(Saved entries)
◆ ◆ ◆ ◆ ◆

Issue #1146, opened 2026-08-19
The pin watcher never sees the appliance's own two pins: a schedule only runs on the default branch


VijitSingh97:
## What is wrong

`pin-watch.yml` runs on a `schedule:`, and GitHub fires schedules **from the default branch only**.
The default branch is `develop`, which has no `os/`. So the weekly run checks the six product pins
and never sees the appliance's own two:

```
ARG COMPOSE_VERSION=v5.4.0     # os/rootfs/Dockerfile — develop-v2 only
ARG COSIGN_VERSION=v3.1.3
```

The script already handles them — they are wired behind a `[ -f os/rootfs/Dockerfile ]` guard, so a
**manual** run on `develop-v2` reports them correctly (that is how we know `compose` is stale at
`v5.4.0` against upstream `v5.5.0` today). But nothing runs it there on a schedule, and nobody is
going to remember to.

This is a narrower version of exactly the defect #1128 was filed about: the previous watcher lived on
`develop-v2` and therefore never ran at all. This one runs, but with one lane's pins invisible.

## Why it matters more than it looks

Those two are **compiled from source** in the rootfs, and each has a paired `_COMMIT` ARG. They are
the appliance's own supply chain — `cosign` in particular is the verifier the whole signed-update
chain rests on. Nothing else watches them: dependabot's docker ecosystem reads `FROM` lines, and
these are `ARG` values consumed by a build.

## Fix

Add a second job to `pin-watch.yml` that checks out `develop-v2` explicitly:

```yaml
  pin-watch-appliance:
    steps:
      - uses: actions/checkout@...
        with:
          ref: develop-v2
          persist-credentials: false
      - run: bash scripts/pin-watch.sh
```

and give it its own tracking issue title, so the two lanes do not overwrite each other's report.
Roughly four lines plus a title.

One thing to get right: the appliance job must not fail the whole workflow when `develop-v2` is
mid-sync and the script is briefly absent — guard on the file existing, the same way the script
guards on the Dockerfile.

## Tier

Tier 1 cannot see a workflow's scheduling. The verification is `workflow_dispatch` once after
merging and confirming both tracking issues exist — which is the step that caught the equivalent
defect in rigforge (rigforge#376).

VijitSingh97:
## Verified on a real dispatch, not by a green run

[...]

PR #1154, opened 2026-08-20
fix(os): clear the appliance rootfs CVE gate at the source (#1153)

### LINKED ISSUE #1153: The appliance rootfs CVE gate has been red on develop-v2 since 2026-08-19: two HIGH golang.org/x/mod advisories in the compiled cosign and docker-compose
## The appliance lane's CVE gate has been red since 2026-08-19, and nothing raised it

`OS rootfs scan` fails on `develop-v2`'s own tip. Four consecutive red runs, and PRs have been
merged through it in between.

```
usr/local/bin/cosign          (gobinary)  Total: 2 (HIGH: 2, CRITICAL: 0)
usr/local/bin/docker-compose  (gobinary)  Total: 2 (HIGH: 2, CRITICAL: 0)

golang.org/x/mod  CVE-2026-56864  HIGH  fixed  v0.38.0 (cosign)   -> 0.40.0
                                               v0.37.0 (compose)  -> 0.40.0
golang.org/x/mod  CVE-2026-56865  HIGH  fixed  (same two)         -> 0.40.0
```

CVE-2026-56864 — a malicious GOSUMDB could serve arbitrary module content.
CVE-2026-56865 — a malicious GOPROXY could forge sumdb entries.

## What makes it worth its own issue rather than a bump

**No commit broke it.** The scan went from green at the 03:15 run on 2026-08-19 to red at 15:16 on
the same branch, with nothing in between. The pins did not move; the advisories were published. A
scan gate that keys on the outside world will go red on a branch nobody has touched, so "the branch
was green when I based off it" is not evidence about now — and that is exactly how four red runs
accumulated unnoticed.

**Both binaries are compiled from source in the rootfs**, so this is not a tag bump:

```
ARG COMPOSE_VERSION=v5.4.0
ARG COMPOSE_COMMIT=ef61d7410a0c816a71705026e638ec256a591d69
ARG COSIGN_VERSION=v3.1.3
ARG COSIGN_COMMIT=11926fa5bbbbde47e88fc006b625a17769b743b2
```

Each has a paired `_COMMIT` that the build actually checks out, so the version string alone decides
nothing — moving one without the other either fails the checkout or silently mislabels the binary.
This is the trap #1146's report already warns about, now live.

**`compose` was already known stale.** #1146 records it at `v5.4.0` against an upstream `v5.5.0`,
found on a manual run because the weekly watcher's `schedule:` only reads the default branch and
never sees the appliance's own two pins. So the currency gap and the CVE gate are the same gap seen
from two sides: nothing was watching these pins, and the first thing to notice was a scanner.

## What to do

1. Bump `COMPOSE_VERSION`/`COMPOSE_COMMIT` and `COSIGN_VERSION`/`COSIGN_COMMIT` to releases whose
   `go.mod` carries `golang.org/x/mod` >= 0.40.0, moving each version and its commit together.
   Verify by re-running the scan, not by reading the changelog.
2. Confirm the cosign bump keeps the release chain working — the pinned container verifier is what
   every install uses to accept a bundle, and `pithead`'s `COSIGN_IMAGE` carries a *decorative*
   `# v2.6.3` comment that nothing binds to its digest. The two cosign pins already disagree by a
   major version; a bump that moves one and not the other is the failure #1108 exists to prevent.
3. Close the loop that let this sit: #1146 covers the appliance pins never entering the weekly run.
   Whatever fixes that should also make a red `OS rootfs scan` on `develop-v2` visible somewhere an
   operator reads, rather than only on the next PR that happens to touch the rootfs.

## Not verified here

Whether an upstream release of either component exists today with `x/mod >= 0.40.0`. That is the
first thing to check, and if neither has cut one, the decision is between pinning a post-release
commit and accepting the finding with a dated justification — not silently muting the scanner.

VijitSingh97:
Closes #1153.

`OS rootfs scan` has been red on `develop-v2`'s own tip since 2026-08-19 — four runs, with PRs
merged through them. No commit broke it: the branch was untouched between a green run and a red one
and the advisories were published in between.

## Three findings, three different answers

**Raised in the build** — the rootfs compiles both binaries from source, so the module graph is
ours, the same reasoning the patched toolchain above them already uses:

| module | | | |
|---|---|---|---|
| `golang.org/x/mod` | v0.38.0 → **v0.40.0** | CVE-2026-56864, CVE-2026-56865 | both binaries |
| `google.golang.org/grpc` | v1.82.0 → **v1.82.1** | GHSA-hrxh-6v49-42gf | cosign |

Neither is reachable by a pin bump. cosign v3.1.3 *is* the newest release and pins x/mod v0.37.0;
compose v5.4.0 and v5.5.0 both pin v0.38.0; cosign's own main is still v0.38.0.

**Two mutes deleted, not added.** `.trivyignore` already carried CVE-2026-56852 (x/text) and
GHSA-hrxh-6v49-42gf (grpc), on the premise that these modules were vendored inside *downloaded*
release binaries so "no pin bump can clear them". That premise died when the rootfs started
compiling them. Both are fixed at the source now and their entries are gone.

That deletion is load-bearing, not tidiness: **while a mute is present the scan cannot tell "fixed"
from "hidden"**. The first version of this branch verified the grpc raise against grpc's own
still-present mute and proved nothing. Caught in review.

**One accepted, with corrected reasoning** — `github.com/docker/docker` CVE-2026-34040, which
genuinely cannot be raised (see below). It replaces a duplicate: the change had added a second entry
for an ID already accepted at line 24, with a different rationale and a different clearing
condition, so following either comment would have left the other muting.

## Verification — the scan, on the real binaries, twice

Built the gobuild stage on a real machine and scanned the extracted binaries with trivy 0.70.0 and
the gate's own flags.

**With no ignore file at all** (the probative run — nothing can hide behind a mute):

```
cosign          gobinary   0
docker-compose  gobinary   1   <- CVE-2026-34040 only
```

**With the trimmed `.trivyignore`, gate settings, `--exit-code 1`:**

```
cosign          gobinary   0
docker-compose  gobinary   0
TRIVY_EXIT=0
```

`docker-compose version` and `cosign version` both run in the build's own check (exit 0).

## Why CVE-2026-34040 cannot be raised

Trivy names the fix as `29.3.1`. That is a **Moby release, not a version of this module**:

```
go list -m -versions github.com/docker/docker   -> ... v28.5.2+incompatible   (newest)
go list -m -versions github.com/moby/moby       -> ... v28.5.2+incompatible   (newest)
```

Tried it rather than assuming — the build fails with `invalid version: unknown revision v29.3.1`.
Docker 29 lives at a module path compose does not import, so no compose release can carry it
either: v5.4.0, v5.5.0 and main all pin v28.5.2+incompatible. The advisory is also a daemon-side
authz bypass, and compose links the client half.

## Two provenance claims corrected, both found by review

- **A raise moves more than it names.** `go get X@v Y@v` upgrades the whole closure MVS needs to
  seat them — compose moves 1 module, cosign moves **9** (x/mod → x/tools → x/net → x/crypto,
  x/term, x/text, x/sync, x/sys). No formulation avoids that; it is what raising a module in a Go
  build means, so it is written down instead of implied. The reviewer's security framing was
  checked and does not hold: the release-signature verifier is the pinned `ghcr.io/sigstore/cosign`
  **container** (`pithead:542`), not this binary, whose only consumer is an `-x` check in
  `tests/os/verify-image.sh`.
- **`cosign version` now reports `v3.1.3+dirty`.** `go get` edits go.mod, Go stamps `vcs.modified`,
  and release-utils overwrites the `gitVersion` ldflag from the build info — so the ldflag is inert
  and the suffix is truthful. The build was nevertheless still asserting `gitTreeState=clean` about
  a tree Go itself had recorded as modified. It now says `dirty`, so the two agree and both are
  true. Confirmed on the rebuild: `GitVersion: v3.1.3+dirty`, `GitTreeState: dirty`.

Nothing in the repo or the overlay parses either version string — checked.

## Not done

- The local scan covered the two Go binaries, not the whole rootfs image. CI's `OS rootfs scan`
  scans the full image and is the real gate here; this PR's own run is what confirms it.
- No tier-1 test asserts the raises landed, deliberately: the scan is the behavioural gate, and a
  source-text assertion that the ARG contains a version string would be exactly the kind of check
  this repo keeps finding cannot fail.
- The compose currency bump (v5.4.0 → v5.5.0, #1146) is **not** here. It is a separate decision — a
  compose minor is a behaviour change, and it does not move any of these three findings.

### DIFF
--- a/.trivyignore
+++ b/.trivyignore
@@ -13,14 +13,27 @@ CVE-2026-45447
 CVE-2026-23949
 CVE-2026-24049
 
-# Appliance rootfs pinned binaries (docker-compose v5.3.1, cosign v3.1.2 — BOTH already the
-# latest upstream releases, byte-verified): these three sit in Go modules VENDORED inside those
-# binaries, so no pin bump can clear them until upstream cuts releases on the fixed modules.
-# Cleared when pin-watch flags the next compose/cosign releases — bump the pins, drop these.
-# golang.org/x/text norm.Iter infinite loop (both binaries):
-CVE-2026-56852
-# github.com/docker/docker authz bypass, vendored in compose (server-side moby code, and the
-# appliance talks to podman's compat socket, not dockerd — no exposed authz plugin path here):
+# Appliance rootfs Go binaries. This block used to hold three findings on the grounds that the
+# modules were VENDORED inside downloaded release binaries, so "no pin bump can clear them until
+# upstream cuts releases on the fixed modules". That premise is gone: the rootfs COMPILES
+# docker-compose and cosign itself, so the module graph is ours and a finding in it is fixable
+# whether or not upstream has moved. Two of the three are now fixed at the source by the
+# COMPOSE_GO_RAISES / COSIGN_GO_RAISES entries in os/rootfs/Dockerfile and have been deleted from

◆ ◆ ◆ ◆ ◆

Within the data above, the span starting at the line containing "### LINKED ISSUE" and ending at the line containing "found on a manual" is to be retyped exactly, with no other lines.

### LINKED ISSUE #1153: The appliance rootfs CVE gate has been red on develop-v2 since 2026-08-19: two HIGH golang.org/x/mod advisories in the compiled cosign and docker-compose
## The appliance lane's CVE gate has been red since 2026-08-19, and nothing raised it

`OS rootfs scan` fails on `develop-v2`'s own tip. Four consecutive red runs, and PRs have been
merged through it in between.

```
usr/local/bin/cosign          (gobinary)  Total: 2 (HIGH: 2, CRITICAL: 0)
usr/local/bin/docker-compose  (gobinary)  Total: 2 (HIGH: 2, CRITICAL: 0)

golang.org/x/mod  CVE-2026-56864  HIGH  fixed  v0.38.0 (cosign)   -> 0.40.0
                                               v0.37.0 (compose)  -> 0.40.0
golang.org/x/mod  CVE-2026-56865  HIGH  fixed  (same two)         -> 0.40.0
```

CVE-2026-56864 — a malicious GOSUMDB could serve arbitrary module content.
CVE-2026-56865 — a malicious GOPROXY could forge sumdb entries.

## What makes it worth its own issue rather than a bump

**No commit broke it.** The scan went from green at the 03:15 run on 2026-08-19 to red at 15:16 on
the same branch, with nothing in between. The pins did not move; the advisories were published. A
scan gate that keys on the outside world will go red on a branch nobody has touched, so "the branch
was green when I based off it" is not evidence about now — and that is exactly how four red runs
accumulated unnoticed.

**Both binaries are compiled from source in the rootfs**, so this is not a tag bump:

```
ARG COMPOSE_VERSION=v5.4.0
ARG COMPOSE_COMMIT=ef61d7410a0c816a71705026e638ec256a591d69
ARG COSIGN_VERSION=v3.1.3
ARG COSIGN_COMMIT=11926fa5bbbbde47e88fc006b625a17769b743b2
```

Each has a paired `_COMMIT` that the build actually checks out, so the version string alone decides
nothing — moving one without the other either fails the checkout or silently mislabels the binary.
This is the trap #1146's report already warns about, now live.

**`compose` was already known stale.** #1146 records it at `v5.4.0` against an upstream `v5.5.0`,
found on a manual run because the weekly watcher's `schedule:` only reads the default branch and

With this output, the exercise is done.